• Assignment: Each entry that follows should be retyped in full and exactly.

Saved entries:

§ §

PR #16973, opened 2019-02-14
feat: promisify dialog.showOpenDialog()

codebytere:
#### Description of Change

Promisifies `dialog.showOpenDialog()`.

cc @ckerr @MarshallOfSound @deepak1556 

#### Checklist

- [x] PR description included and stakeholders cc'd
- [x] `npm test` passes
- [ ] tests are [changed or added](https://github.com/electron/electron/blob/master/docs/development/testing.md)
- [x] relevant documentation is changed or added
- [x] PR title follows semantic [commit guidelines](https://github.com/electron/electron/blob/master/docs/development/pull-requests.md#commit-message-guidelines)
- [x] [PR release notes](https://github.com/electron/clerk/blob/master/README.md) describe the change in a way relevant to app developers, and are [capitalized, punctuated, and past tense](https://github.com/electron/clerk/blob/master/README.md#examples).

#### Release Notes

Notes: Split `dialog.showOpenDialog()` into a synchronous version and a version that returns a Promise

PR #16978, opened 2019-02-15
chore: add Then helper for native promises

codebytere:
#### Description of Change

Adds a native `Then` helper for our promise wrapper utility to prevent truly terrible workarounds [like this](https://github.com/electron/electron/pull/16973/files#diff-1723fc06542f55eca6f1abc2a3988822R49).

cc @MarshallOfSound 

#### Checklist

- [ ] `npm test` passes

#### Release Notes

Notes: none

### DIFF
--- a/atom/common/promise_util.h
+++ b/atom/common/promise_util.h
@@ -8,6 +8,7 @@
 #include <string>
 
 #include "atom/common/api/locker.h"
+#include "atom/common/native_mate_converters/callback.h"
 #include "content/public/browser/browser_thread.h"
 #include "native_mate/converter.h"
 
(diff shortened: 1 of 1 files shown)


atom/common/promise_util.h
```diff
@@ -46,6 +46,16 @@ class Promise : public base::RefCounted<Promise> {
     return GetInner()->Reject(GetContext(), v8::Undefined(isolate()));
   }
 
+  v8::MaybeLocal<v8::Promise> Then() {
```
MarshallOfSound: This would `CHECK` crash right? `v8::Undefined` can't be cast to `v8::Function`.

I don't think a zero-param `Then` is needed here

atom/common/promise_util.h
```diff
@@ -72,6 +82,16 @@ class Promise : public base::RefCounted<Promise> {
                               mate::ConvertToV8(isolate(), value));
   }
 
+  template <typename T>
+  v8::MaybeLocal<v8::Promise> Then(const T& value) {
```
MarshallOfSound: IMO this should not be a `template`'ed function and instead explicitly take a `base::Callback` and do the `mate::ConvertToV8` call that we need to do 🤔

PR #16994, opened 2019-02-15
chore: replace usage of deprecated beginSheetModalForWindow API

### LINKED ISSUE #16984: Replace deprecated beginSheetModalForWindow api
Remove clang pragma workaround https://github.com/electron/electron/commit/7743d51dbf4e66cd34a789ba2af9a35ff9dc2a2b

Replace `beginSheetModalForWindow:modalDelegate:didEndSelector:contextInfo:` for `beginSheetModalForWindow:completionHandler:`

MarshallOfSound:
#### Description of Change
Replaces usages of deprecated APIs that required some hax in the C73 upgrade

Fixes #16984 

This also updates the docs for a subtlety I noted in the `dialog.showMessageBox` API (validated against v3/v4 to ensure it wasn't a regression rather "always behavior")

#### Release Notes

Notes: no-notes

### DIFF
--- a/atom/browser/ui/message_box_mac.mm
+++ b/atom/browser/ui/message_box_mac.mm
@@ -13,43 +13,6 @@
 #include "skia/ext/skia_utils_mac.h"
 #include "ui/gfx/image/image_skia.h"
 
-@interface ModalDelegate : NSObject {
- @private
-  atom::MessageBoxCallback callback_;
-  NSAlert* alert_;
-  bool callEndModal_;
-}
-- (id)initWithCallback:(const atom::MessageBoxCallback&)callback
-              andAlert:(NSAlert*)alert
-          callEndModal:(bool)flag;
-@end
-
-@implementation ModalDelegate
-
-- (id)initWithCallback:(const atom::MessageBoxCallback&)callback
-              andAlert:(NSAlert*)alert
-          callEndModal:(bool)flag {
-  if ((self = [super init])) {
-    callback_ = callback;
-    alert_ = alert;
-    callEndModal_ = flag;
-  }
-  return self;
-}
-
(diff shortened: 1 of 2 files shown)


atom/browser/ui/message_box_mac.mm
```diff
@@ -192,21 +145,17 @@ void ShowMessageBox(NativeWindow* parent_window,
...
-#pragma clang diagnostic push
-#pragma clang diagnostic ignored "-Wdeprecated-declarations"
-    [alert
-        beginSheetModalForWindow:window
-                   modalDelegate:delegate
-                  didEndSelector:@selector(alertDidEnd:returnCode:contextInfo:)
-                     contextInfo:nil];
-#pragma clang diagnostic pop
+    // Duplicate the callback object here since c is a reference and gcd would
+    // only store the pointer, by duplication we can force gcd to store a copy.
```
nornagon: I don't suppose this is something that we could do with the standard c++ syntax for block binding? e.g.

```mm
[alert beginSheetModalForWindow:window 
              completionHandler:^[&, callback](NSModalResponse response) {
                // ...
              }]
```

MarshallOfSound: @nornagon I copied this from another `completionHandler` usage in our code.  Seem to remember this being the best workaround back when we wrote that.  I tried binding like your comment and it crashes 😢

deepak1556: The binding is possible, the variable should be captured by value rather than by reference

```
completionHandler: [=](NSModalResponse response) {}
```

MarshallOfSound: @deepak1556 If this is the case I'll update these _everywhere_ in our code in a follow up PR

PR #17012, opened 2019-02-17
refactor: Port content-scripts-injector to TypeScript

felixrieseberg:
Another chunk of TypeScript conversion, this time around for `content-scripts-injector`.

Notes: no-notes


typings/internal-electron.d.ts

§ §

• Task answer:
PR #16973, opened 2019-02-14
feat: promisify dialog.showOpenDialog()

codebytere:
#### Description of Change

Promisifies `dialog.showOpenDialog()`.

cc @ckerr @MarshallOfSound @deepak1556 

#### Checklist

- [x] PR description included and stakeholders cc'd
- [x] `npm test` passes
- [ ] tests are [changed or added](https://github.com/electron/electron/blob/master/docs/development/testing.md)
- [x] relevant documentation is changed or added
- [x] PR title follows semantic [commit guidelines](https://github.com/electron/electron/blob/master/docs/development/pull-requests.md#commit-message-guidelines)
- [x] [PR release notes](https://github.com/electron/clerk/blob/master/README.md) describe the change in a way relevant to app developers, and are [capitalized, punctuated, and past tense](https://github.com/electron/clerk/blob/master/README.md#examples).

#### Release Notes

Notes: Split `dialog.showOpenDialog()` into a synchronous version and a version that returns a Promise

PR #16978, opened 2019-02-15
chore: add Then helper for native promises

codebytere:
#### Description of Change

Adds a native `Then` helper for our promise wrapper utility to prevent truly terrible workarounds [like this](https://github.com/electron/electron/pull/16973/files#diff-1723fc06542f55eca6f1abc2a3988822R49).

cc @MarshallOfSound 

#### Checklist

- [ ] `npm test` passes

#### Release Notes

Notes: none

### DIFF
--- a/atom/common/promise_util.h
+++ b/atom/common/promise_util.h
@@ -8,6 +8,7 @@
 #include <string>
 
 #include "atom/common/api/locker.h"
+#include "atom/common/native_mate_converters/callback.h"
 #include "content/public/browser/browser_thread.h"
 #include "native_mate/converter.h"
 
(diff shortened: 1 of 1 files shown)


atom/common/promise_util.h
```diff
@@ -46,6 +46,16 @@ class Promise : public base::RefCounted<Promise> {
     return GetInner()->Reject(GetContext(), v8::Undefined(isolate()));
   }
 
+  v8::MaybeLocal<v8::Promise> Then() {
```
MarshallOfSound: This would `CHECK` crash right? `v8::Undefined` can't be cast to `v8::Function`.

I don't think a zero-param `Then` is needed here

atom/common/promise_util.h
```diff
@@ -72,6 +82,16 @@ class Promise : public base::RefCounted<Promise> {
                               mate::ConvertToV8(isolate(), value));
   }
 
+  template <typename T>
+  v8::MaybeLocal<v8::Promise> Then(const T& value) {
```
MarshallOfSound: IMO this should not be a `template`'ed function and instead explicitly take a `base::Callback` and do the `mate::ConvertToV8` call that we need to do 🤔

PR #16994, opened 2019-02-15
chore: replace usage of deprecated beginSheetModalForWindow API

### LINKED ISSUE #16984: Replace deprecated beginSheetModalForWindow api
Remove clang pragma workaround https://github.com/electron/electron/commit/7743d51dbf4e66cd34a789ba2af9a35ff9dc2a2b

Replace `beginSheetModalForWindow:modalDelegate:didEndSelector:contextInfo:` for `beginSheetModalForWindow:completionHandler:`

MarshallOfSound:
#### Description of Change
Replaces usages of deprecated APIs that required some hax in the C73 upgrade

Fixes #16984 

This also updates the docs for a subtlety I noted in the `dialog.showMessageBox` API (validated against v3/v4 to ensure it wasn't a regression rather "always behavior")

#### Release Notes

Notes: no-notes

### DIFF
--- a/atom/browser/ui/message_box_mac.mm
+++ b/atom/browser/ui/message_box_mac.mm
@@ -13,43 +13,6 @@
 #include "skia/ext/skia_utils_mac.h"
 #include "ui/gfx/image/image_skia.h"
 
-@interface ModalDelegate : NSObject {
- @private
-  atom::MessageBoxCallback callback_;
-  NSAlert* alert_;
-  bool callEndModal_;
-}
-- (id)initWithCallback:(const atom::MessageBoxCallback&)callback
-              andAlert:(NSAlert*)alert
-          callEndModal:(bool)flag;
-@end
-
-@implementation ModalDelegate
-
-- (id)initWithCallback:(const atom::MessageBoxCallback&)callback
-              andAlert:(NSAlert*)alert
-          callEndModal:(bool)flag {
-  if ((self = [super init])) {
-    callback_ = callback;
-    alert_ = alert;
-    callEndModal_ = flag;
-  }
-  return self;
-}
-
(diff shortened: 1 of 2 files shown)


atom/browser/ui/message_box_mac.mm
```diff
@@ -192,21 +145,17 @@ void ShowMessageBox(NativeWindow* parent_window,
...
-#pragma clang diagnostic push
-#pragma clang diagnostic ignored "-Wdeprecated-declarations"
-    [alert
-        beginSheetModalForWindow:window
-                   modalDelegate:delegate
-                  didEndSelector:@selector(alertDidEnd:returnCode:contextInfo:)
-                     contextInfo:nil];
-#pragma clang diagnostic pop
+    // Duplicate the callback object here since c is a reference and gcd would
+    // only store the pointer, by duplication we can force gcd to store a copy.
```
nornagon: I don't suppose this is something that we could do with the standard c++ syntax for block binding? e.g.

```mm
[alert beginSheetModalForWindow:window 
              completionHandler:^[&, callback](NSModalResponse response) {
                // ...
              }]
```

MarshallOfSound: @nornagon I copied this from another `completionHandler` usage in our code.  Seem to remember this being the best workaround back when we wrote that.  I tried binding like your comment and it crashes 😢

deepak1556: The binding is possible, the variable should be captured by value rather than by reference

```
completionHandler: [=](NSModalResponse response) {}
```

MarshallOfSound: @deepak1556 If this is the case I'll update these _everywhere_ in our code in a follow up PR

PR #17012, opened 2019-02-17
refactor: Port content-scripts-injector to TypeScript

felixrieseberg:
Another chunk of TypeScript conversion, this time around for `content-scripts-injector`.

Notes: no-notes


typings/internal-electron.d.ts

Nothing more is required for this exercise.